## [Raw data]
PR #99, opened 2024-08-12
DM-45725: Change default table engine to MyISAM

JeremyMcCormick:
Change the default MySQL table engine to MyISAM in the data model, for two main reasons:

- This is the table engine used by Qserv, so we want to match it as closely as possible.
- Some of the tables are exceeding the maximum number of columns allowed by the InnoDB engine.


gpdf (approved):
LGTM, matching Qserv is reasonable

PR #100, opened 2024-08-23
DM-45938: Add support for generating IDs on data model objects

JeremyMcCormick:
Add an `--id-generation` flag which turns on generation of `@id` values for schema objects that do not have them.

Add a Schema validator that checks if index names are unique.


docs/changes/DM-45938.feature.rst
```diff
@@ -0,0 +1,2 @@
+Added automatic ID generation for objects in Felis schemas when the `--id-generation` flag is included on the command line.
+This is supported for the `create` and `validate` commands.
```
gpdf, line 2: Please add here that the change also "add[s] validator that checks if index names are unique within the schema"

python/felis/datamodel.py
```diff
@@ -798,6 +852,36 @@ def check_unique_constraint_names(self: Schema) -> Schema:
 
         return self
 
+    @model_validator(mode="after")
+    def check_unique_index_names(self: Schema) -> Schema:
```
gpdf, line 856: As noted above, please add this to the news snippet.

gpdf (changes requested):

gpdf (approved):
Looks good now.  Very much agree with the goal of removing the requirement to tediously supply IDs in the input schema files.

PR #102, opened 2024-08-28
DM-46002: Locations for validation errors on constraints reported incorrectly

JeremyMcCormick:
This fixes an issue where the Pydantic error locations for constraint objects were reported incorrectly, due to how the model objects were constructed.

Instead of using a custom `create_constraints()` function, a Pydantic [discriminated union](https://docs.pydantic.dev/latest/concepts/unions/#discriminated-unions-with-str-discriminators) was used to automatically construct the objects based on the `type` field. This seems to fix the issue where error locations were reported incorrectly.

Sample new error location is: `tables.0.constraints.0.Unique.@id`.

This is not exactly the same scheme that shows for some other types of objects, but it is at least clear now that the error has occurred in a specific constraint denoted by the index.

As a result of the above changes, usage of the `type` field in the `metadata` and `tap` modules was removed in favor of checking the constraint's type using `isinstance()`. This is required based on removal of the `type` field from the `Constraint` class. (Since it should never be instantiated, the `type` field is not needed on this class and including it creates typing conflicts with its child classes. Each constraint class now defines this separately and not as a common field from the parent class.)

A few additional changes were included which do not have associated tickets:

- Cleaned up the `Constraint` test case in `test_datamodel` (See https://github.com/lsst/felis/pull/102/commits/1706788efc2dda8f089c7d777d4fe7e5d9cb0935).
- Added check to the data model that the `deferrable` field on `Constraint` must be set to `True` if `initially` is not None. This requirement was indicated in comments but never implemented.
- Added a `Literal` to `Constraint` in the data model that limits the value of `initially` to `IMMEDIATE` or `DEFERRED` as these are the only valid values for an `INITIALLY` clause in DDL.
- Removed the unused `annotations` field on the `Constraint` class. (This field was erroneously carried over from the old "simple model" but has never been used within a production schema, to my knowledge.)
- Cleaned up the `Index` test case in `test_datamodel` (See https://github.com/lsst/felis/pull/102/commits/6631610d8da3dacf7b7952df773cfc5b43df34e2).

## Checklist

- [x] Ran Jenkins

### DIFF
--- a/docs/changes/DM-46002.bugfix.rst
+++ b/docs/changes/DM-46002.bugfix.rst
@@ -1,0 +1,2 @@
+Fixed a bug where the error locations on constraint objects during validation were reported incorrectly.
+This was accomplished by replacing the ``create_constraints()`` function with a Pydantic `discriminated union <https://docs.pydantic.dev/latest/concepts/unions/#discriminated-unions-with-str-discriminators>`__.
--- a/python/felis/datamodel.py
+++ b/python/felis/datamodel.py
@@ -394,6 +394,20 @@ class Constraint(BaseObject):
     """Value for ``INITIALLY`` clause; only used if `deferrable` is
     `True`."""
 
+    @model_validator(mode="after")
+    def check_deferrable(self) -> Constraint:
+        """Check that the ``INITIALLY`` clause is only used if `deferrable` is
+        `True`.
+
+        Returns
+        -------
+        `Constraint`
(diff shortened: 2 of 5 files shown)


gpdf (approved):
I have to admit to not being qualified to review the Pydantic details involved here; the goals seem appropriate and I'm willing to accept that the resulting messages are improved in their intelligibility.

## [Description of the task]
Write out every line of the listing that holds the word "requirement".

## [Output of the exercise]
Looks good now.  Very much agree with the goal of removing the requirement to tediously supply IDs in the input schema files.
- Added check to the data model that the `deferrable` field on `Constraint` must be set to `True` if `initially` is not None. This requirement was indicated in comments but never implemented.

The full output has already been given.